PR #3788, opened 2026-08-18
fix(rollback): attribute compile errors caused by mutations erasing throw statements

### LINKED ISSUE #3783: CSharpRollbackProcess crashes with "Internal error due to compile error" on a large project
# Title

[stryker-repro.zip](https://github.com/user-attachments/files/31090137/stryker-repro.zip)

; minimal repro included for the underlying unattributable-mutation mechanism (CS0165/CS0161)

# Labels

🐛 Bug

---

## Describe the bug

On a large .NET 8 class library (~600 files / ~94K lines), every Stryker run aborts after ~3.5 minutes during mutant compilation with:

```
[FTL] Stryker.NET could not compile the project after mutation. This is probably an error for Stryker.NET and not your project. Please report this issue on github with the previous error message.
[ERR] An error occurred during the mutation test run
System.AggregateException: One or more errors occurred. (Internal error due to compile error.)
 ---> Stryker.Abstractions.Exceptions.CompilationException: Internal error due to compile error.
   at Stryker.Core.Compiling.CSharpRollbackProcess.RollbackMutationsInError(ICompilationContent wrapper, ImmutableArray`1 diagnostics, Mode mode, Boolean devMode) in /_/src/Stryker.Core/Stryker.Core/Compiling/CSharpRollbackProcess.cs:line 82
   at Stryker.Core.Compiling.CsharpCompilingProcess.TryCompilation(Stream ms, Stream symbolStream, EmitResult previousEmitResult, Mode mode, Int32 retryCount) in /_/src/Stryker.Core/Stryker.Core/Compiling/CsharpCompilingProcess.cs:line 184
   at Stryker.Core.Compiling.CsharpCompilingProcess.Compile(Stream ilStream, Stream symbolStream) in /_/src/Stryker.Core/Stryker.Core/Compiling/CsharpCompilingProcess.cs:line 95
   at Stryker.Core.MutationTest.CsharpMutationProcess.CompileMutations(MutationTestInput input, CsharpCompilingProcess compilingProcess) in /_/src/Stryker.Core/Stryker.Core/MutationTest/CsharpMutationProcess.cs:line 72
   at Stryker.Core.MutationTest.CsharpMutationProcess.Mutate(MutationTestInput input, IStrykerOptions options) in /_/src/Stryker.Core/Stryker.Core/MutationTest/CsharpMutationProcess.cs:line 62
   at Stryker.Core.MutationTest.MutationTestProcess.Mutate() in /_/src/Stryker.Core/Stryker.Core/MutationTest/MutationTestProcess.cs:line 65
   [...]
```

The crash is preceded by a long series of "Safe Mode" rollbacks for mutations Stryker itself cannot attribute (anonymized paths; ~22 such warnings across ~12 files per run):

```
[WRN] An unidentified mutation in <redacted>/src/Core/Security/AccessExtensions.cs resulted in a compile error (at 163:114) with id: CS0165, message: Use of unassigned local variable 'primaryRights' (Source code: <enum member access>)
[INF] Safe Mode! Stryker will remove all mutations in ResolveDetailAccess and mark them as 'compile error'.
[WRN] An unidentified mutation in <redacted>/src/Core/Data/ConnectionBase.cs resulted in a compile error (at 606:14) with id: CS0165, message: Use of unassigned local variable 'result' (Source code: result)
[INF] Safe Mode! Stryker will remove all mutations in ExecuteReader and mark them as 'compile error'.
[WRN] An unidentified mutation in <redacted>/src/Core/Dispatch/MethodResolver.cs resulted in a compile error (at 274:31) with id: CS0161, message: 'MethodResolver.FailForMissingKey(...)': not all code paths return a value (Source code: internal static MethodInfo FailForMissingKey(...) {{ ...
[INF] Safe Mode! Stryker will remove all mutations in FailForMissingKey and mark them as 'compile error'.
```

This looks like the same family as #3542 (fixed in 4.14.2), but it still occurs on **4.16.0** (latest at time of writing).

## Minimal reproduction of the underlying mechanism

I could not reproduce the terminal crash in a small project — at small scale Safe Mode always recovers — but the *mechanism* that precedes it (mutations producing CS0165/CS0161 that Stryker cannot attribute, triggering "unidentified mutation" + method-wide Safe Mode rollbacks) reproduces reliably with the three code shapes below. In a tiny 5-file project, these shapes alone cause **34 of 85 generated mutants (40%) to be discarded as CompileError**. On our real codebase the same shapes appear at much higher density, and the run ends in the `RollbackMutationsInError` crash instead of recovering.

All three shapes share one property: **the compile error surfaces at a different source location than the mutated node** (the use-site of a local, or the method signature line), which appears to be why the diagnostic→mutant attribution fails.

**Shape 1 — C# 12 collection expressions assigned to locals across if/else chains** (definite assignment depends on every branch; a mutated branch breaks CS0165 at the later use-site):

```csharp
public static (AccessArea[][], AccessArea[][]) ResolveRights(int kind, bool canEdit) {
  AccessArea[][] primaryRights;
  AccessArea[][] secondaryRights;
  if (kind == 1) {
    if (canEdit) {
      primaryRights = [[AccessArea.ViewAlpha, AccessArea.EditAlpha]];
      secondaryRights = [[AccessArea.ViewBeta, AccessArea.EditBeta]];
    } else {
      primaryRights = [[AccessArea.ViewAlpha]];
      secondaryRights = [[AccessArea.ViewBeta]];
    }
  } else {
    primaryRights = [[AccessArea.ViewAlpha]];
    secondaryRights = [[AccessArea.ViewBeta]];
  }
  return (primaryRights, secondaryRights);  // CS0165 reported here when a branch assignment is mutated away
}
```

**Shape 2 — try/catch assignment then use** (statement mutation of the assignment → CS0165 at the use-site):

```csharp
IList<string> transformed;
try {
  transformed = upperInputs.Select(i => i + "!").ToList();
} catch (Exception e) {
  throw new InvalidOperationException("Failed to transform", e);
}
if (transformed.Count != upperInputs.Length) { ... }  // CS0165 reported here
```

**Shape 3 — method whose terminal statement is a `throw` preceded by another statement** (statement mutation wrapping the throw → CS0161 reported at the method signature):

```csharp
public static int FailForMissingKey(string key) {   // CS0161 reported at this line
  _log.Add(key);
  throw new KeyNotFoundException($"No handler matched {key}.");
}
```

A complete runnable solution (2 projects, 5 source files, 12 xunit tests, plain `dotnet new` scaffolding + these shapes) is attached / can be pasted on request — running `dotnet stryker` on it shows the `unidentified mutation` + `Safe Mode!` warnings and the 40% CompileError mutant wastage. (At this scale the run still completes with a score; the crash needs larger volume.)

## Expected behavior

Either (a) mutations that provably break definite-assignment/reachability are not generated (or are attributed correctly and rolled back individually), or (b) Safe Mode rollback recovers fully instead of eventually throwing `CompilationException` from `RollbackMutationsInError` on large inputs.

## What we tried (none of it avoids the crash on the real project)

- `--mutation-level Basic` — crashes identically (~3.5 min).
- `"ignore-mutations": ["Block"]` and `["Block", "Statement"]` — reduces the number of compile-error mutations but still crashes.
- `"mutate"` exclusion patterns (`"!path/to/each/offending/file.cs"`) for every file named in the warnings — **the excluded files were still instrumented and still produced the same compile-error warnings**, which suggests `mutate` filtering is applied after mutation/compilation rather than before instrumentation. (Happy to file that separately if it's unexpected.)

## Environment

- Stryker.NET: 4.16.0 (dotnet tool, local manifest)
- SDK: .NET 10.0.203, target framework `net8.0`
- OS: macOS (darwin, arm64)
- Project under test: class library, ~600 `.cs` files / ~94K lines, `TreatWarningsAsErrors=true`, referenced by an ASP.NET host and a ~4,000-test xunit project; `coverage-analysis: perTest`
- Config: `project` + `test-projects` + `mutate` glob scoped to a 21-file subdirectory (note: instrumentation still covers the whole project regardless of the `mutate` glob)

Full `--diag` log available on request (needs light redaction before sharing).

nateware:
Fixes #3783

## Problem

Mutations erasing a `throw` statement were not attributable when the resulting compile error surfaced at a different source location than the mutated node. The rollback process then fell into safe mode and marked **every** mutation in the enclosing method as a compile error; on large projects the resulting rollback churn ended in the `CompilationException` from `RollbackMutationsInError` reported in the issue.

Two attribution gaps, both in `CSharpRollbackProcess.IdentifyMutationsAndFlagForRollback`:

- **CS0161** (*not all code paths return a value*): when a method's reachability relies on a terminal `throw`, a statement/block mutation erasing that throw triggers CS0161 at the method declaration. The handler only scanned for mutations erasing a `ReturnStatementSyntax`, found nothing, and safe mode discarded the whole method (issue repro shape 3: 4 of 4 mutants lost).
- **CS0165/CS0177** (*use of unassigned local variable*): a `catch` clause that no longer throws lets execution continue past the try/catch without the variable being assigned, reporting CS0165 at the use site. The handler only scanned for mutations erasing an assignment, so once the genuine assignment-erasing mutations were rolled back, the remaining CS0165 was unattributable and safe mode discarded the whole method (issue repro shape 2: 11 of 11 mutants lost, including unrelated string/unary mutations).

Shape 1 from the issue (block mutations erasing collection expression assignments) turned out to already be attributed correctly — those mutants genuinely cannot compile and are rolled back individually without safe mode. A regression test now pins that behavior.

## Fix

Extend both erasing scans to also consider mutations erasing a `ThrowStatementSyntax`:

- CS0161 scans for mutations erasing a `return` **or a `throw`**.
- CS0165/CS0177 first scans for assignment-erasing mutations (unchanged), and when none is found, makes a second pass scanning for throw-erasing mutations.

The guilty mutation is now rolled back individually and unrelated mutations in the same method survive. With the fix, the issue's shape 2 goes from 11/11 mutants lost to 4 genuine compile errors (body/try/catch block mutations and the throw statement mutation), and shape 3 from 4/4 lost to 2 genuine compile errors — with no safe-mode warnings.

## Tests

- `CSharpRollbackProcessTests`: two new unit tests (`ShouldRollbackMutationErasingTerminalThrow`, `ShouldRollbackMutationErasingThrowInCatchClause`) driving real Roslyn diagnostics through the rollback process; each includes an unrelated mutation in the same method that must survive, so the tests fail if safe mode is (wrongly) engaged.
- `CSharpCompilingProcessTests`: three new end-to-end tests running the full mutate → compile → rollback pipeline over the three code shapes from the issue.

All 1550 tests in `Stryker.Core.UnitTest` pass.

## Validation on the original codebase

A locally packed `dotnet-stryker` with this fix was run against the ~600-file / ~94K-line project that originally crashed: the run now completes with a mutation score instead of aborting after ~3.5 minutes, and the `"unidentified mutation"` / `"Safe Mode!"` warnings for the CS0165/CS0161 shapes are gone.

### DIFF
--- a/src/Stryker.Core/Stryker.Core.UnitTest/Compiling/CSharpCompilingProcessTests.cs
+++ b/src/Stryker.Core/Stryker.Core.UnitTest/Compiling/CSharpCompilingProcessTests.cs
@@ -520,6 +520,134 @@ public class Calculator
         projectContentsMutants.Count(t => t.ResultStatus == MutantStatus.Pending).ShouldBe(3);
     }
 
+    [TestMethod]
+    public void ShouldCompileAndRollbackErrorWhenMutationErasesTerminalThrow()
+    {
+        // issue #3783: erasing the terminal throw of a non-void method causes CS0161 at the method
+        // declaration. Only the mutations erasing the throw should be rolled back; the others must survive.
+        var sourceFile = """
+            using System;
+            using System.Collections.Generic;
+
+            namespace ExampleProject;
+
+            public static class MethodResolver
+            {
+                private static readonly List<string> _log = new();
+
+                public static int FailForMissingKey(string key)
+                {
+                    _log.Add(key);
+                    throw new KeyNotFoundException($"No handler matched {key}.");
+                }
+            }
+            """;
+        var projectContentsMutants = MutateAndCompileSource(sourceFile).ToList();
+        // those results can change if mutators are added.
+        // the block mutation on the method body and the statement mutation on the throw are genuine compile errors
+        projectContentsMutants.Count(t => t.ResultStatus == MutantStatus.CompileError).ShouldBe(2);
+        // the statement mutation on _log.Add and the string mutation must survive
+        projectContentsMutants.Count(t => t.ResultStatus == MutantStatus.Pending).ShouldBe(2);
+        projectContentsMutants.Where(t => t.Mutation.Type == Mutator.String)
+            .ShouldAllBe(t => t.ResultStatus == MutantStatus.Pending);
+    }
+
+    [TestMethod]
+    public void ShouldCompileAndRollbackErrorWhenMutationErasesThrowInCatchClause()
+    {
+        // issue #3783: erasing the throw of a catch clause lets the catch complete normally, breaking
+        // definite assignment (CS0165) at a use site after the try/catch. Only the mutations erasing
+        // the assignment or the throw should be rolled back; the others must survive.
+        var sourceFile = """
+            using System;
+            using System.Collections.Generic;
+
+            namespace ExampleProject;
+
+            public static class Transformer
+            {
+                public static int Transform(string[] upperInputs)
+                {
+                    string[] transformed;
+                    try
+                    {
+                        transformed = (string[])upperInputs.Clone();
+                    }
+                    catch (Exception e)
+                    {
+                        throw new InvalidOperationException("Failed to transform", e);
+                    }
+                    if (transformed.Length != upperInputs.Length)
+                    {
+                        return -1;
+                    }
+                    return transformed.Length;
+                }
+            }
+            """;
+        var projectContentsMutants = MutateAndCompileSource(sourceFile).ToList();
+        // those results can change if mutators are added.
+        // block mutations on the method body, try block and catch block plus the statement mutation
+        // on the throw are genuine compile errors
+        projectContentsMutants.Count(t => t.ResultStatus == MutantStatus.CompileError).ShouldBe(4);
+        // the string, equality, unary and 'return -1' block mutations must survive
+        projectContentsMutants.Count(t => t.ResultStatus == MutantStatus.Pending).ShouldBe(4);
+        projectContentsMutants.Where(t => t.Mutation.Type == Mutator.String || t.Mutation.Type == Mutator.Equality)
+            .ShouldAllBe(t => t.ResultStatus == MutantStatus.Pending);
+    }
+
+    [TestMethod]
+    public void ShouldCompileAndRollbackErrorWhenCollectionExpressionAssignmentsAreErased()
+    {
+        // issue #3783: block mutations erasing collection expression assignments across if/else chains
+        // break definite assignment (CS0165) at the use site. They must be attributed and rolled back
+        // individually, without safe mode discarding the collection expression mutations.
+        var sourceFile = """
+            using System;
+
+            namespace ExampleProject;
+
+            public enum AccessArea { ViewAlpha, EditAlpha, ViewBeta, EditBeta }
+
+            public static class AccessExtensions
+            {
+                public static (AccessArea[][], AccessArea[][]) ResolveRights(int kind, bool canEdit)
+                {
+                    AccessArea[][] primaryRights;
+                    AccessArea[][] secondaryRights;
+                    if (kind == 1)
+                    {
+                        if (canEdit)
+                        {
+                            primaryRights = [[AccessArea.ViewAlpha, AccessArea.EditAlpha]];
+                            secondaryRights = [[AccessArea.ViewBeta, AccessArea.EditBeta]];
+                        }
+                        else
+                        {
+                            primaryRights = [[AccessArea.ViewAlpha]];
+                            secondaryRights = [[AccessArea.ViewBeta]];
+                        }
+                    }
+                    else
+                    {
+                        primaryRights = [[AccessArea.ViewAlpha]];
+                        secondaryRights = [[AccessArea.ViewBeta]];
+                    }
+                    return (primaryRights, secondaryRights);
+                }
+            }
+            """;
+        var projectContentsMutants = MutateAndCompileSource(sourceFile).ToList();
+        // those results can change if mutators are added.
+        // only the block mutations erasing branch assignments are genuine compile errors
+        projectContentsMutants.Where(t => t.ResultStatus == MutantStatus.CompileError)
+            .ShouldAllBe(t => t.Mutation.Type == Mutator.Block);
+        projectContentsMutants.Count(t => t.ResultStatus == MutantStatus.CompileError).ShouldBe(4);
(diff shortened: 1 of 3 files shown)


nateware:
The MTPSolution failure doesn't look related to this PR. Same branch passed that workflow at 958ec6a0, then failed on 982c32a2 — and the only difference between those two is the merge of master with the #3786 analyzers bump, none of my code changed.

Also worth noting the mutant counts all came out exactly as expected in the failing run (670/274/2/1/2/357) — it only tripped on `CheckReportTestCounts`, which got 8 tests instead of 10. Other PRs are hitting the same assertion right now, e.g. run 32105655273 (a renovate branch) failed `MultipleTestProjects` on windows with 10 instead of 21. Both are multi-test-host targets, so this smells like the coverage file race that's mentioned in the comment above the MTPSolution assertions in ValidateStrykerResults.cs.

I've pushed an empty commit to retrigger.

src/Stryker.Core/Stryker.Core.UnitTest/Compiling/CSharpCompilingProcessTests.cs
```diff
@@ -520,6 +520,134 @@ void TestMethod(){
...
+        // on the throw are genuine compile errors
+        projectContentsMutants.Count(t => t.ResultStatus == MutantStatus.CompileError).ShouldBe(4);
+        // the string, equality, unary and 'return -1' block mutations must survive
+        projectContentsMutants.Count(t => t.ResultStatus == MutantStatus.Pending).ShouldBe(4);
+        projectContentsMutants.Where(t => t.Mutation.Type == Mutator.String || t.Mutation.Type == Mutator.Equality)
+            .ShouldAllBe(t => t.ResultStatus == MutantStatus.Pending);
+    }
+
+    [TestMethod]
+    public void ShouldCompileAndRollbackErrorWhenCollectionExpressionAssignmentsAreErased()
```
dupdob: This already passes without the proposed change/does not cover

dupdob:
Fixed via #3796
+-------+
-- HOW TO COMPLETE THIS TASK --
Return each line of the data above that includes the word "EditAlpha".

-- RESPONSE FOR THIS EXERCISE --
      primaryRights = [[AccessArea.ViewAlpha, AccessArea.EditAlpha]];
+            public enum AccessArea { ViewAlpha, EditAlpha, ViewBeta, EditBeta }
+                            primaryRights = [[AccessArea.ViewAlpha, AccessArea.EditAlpha]];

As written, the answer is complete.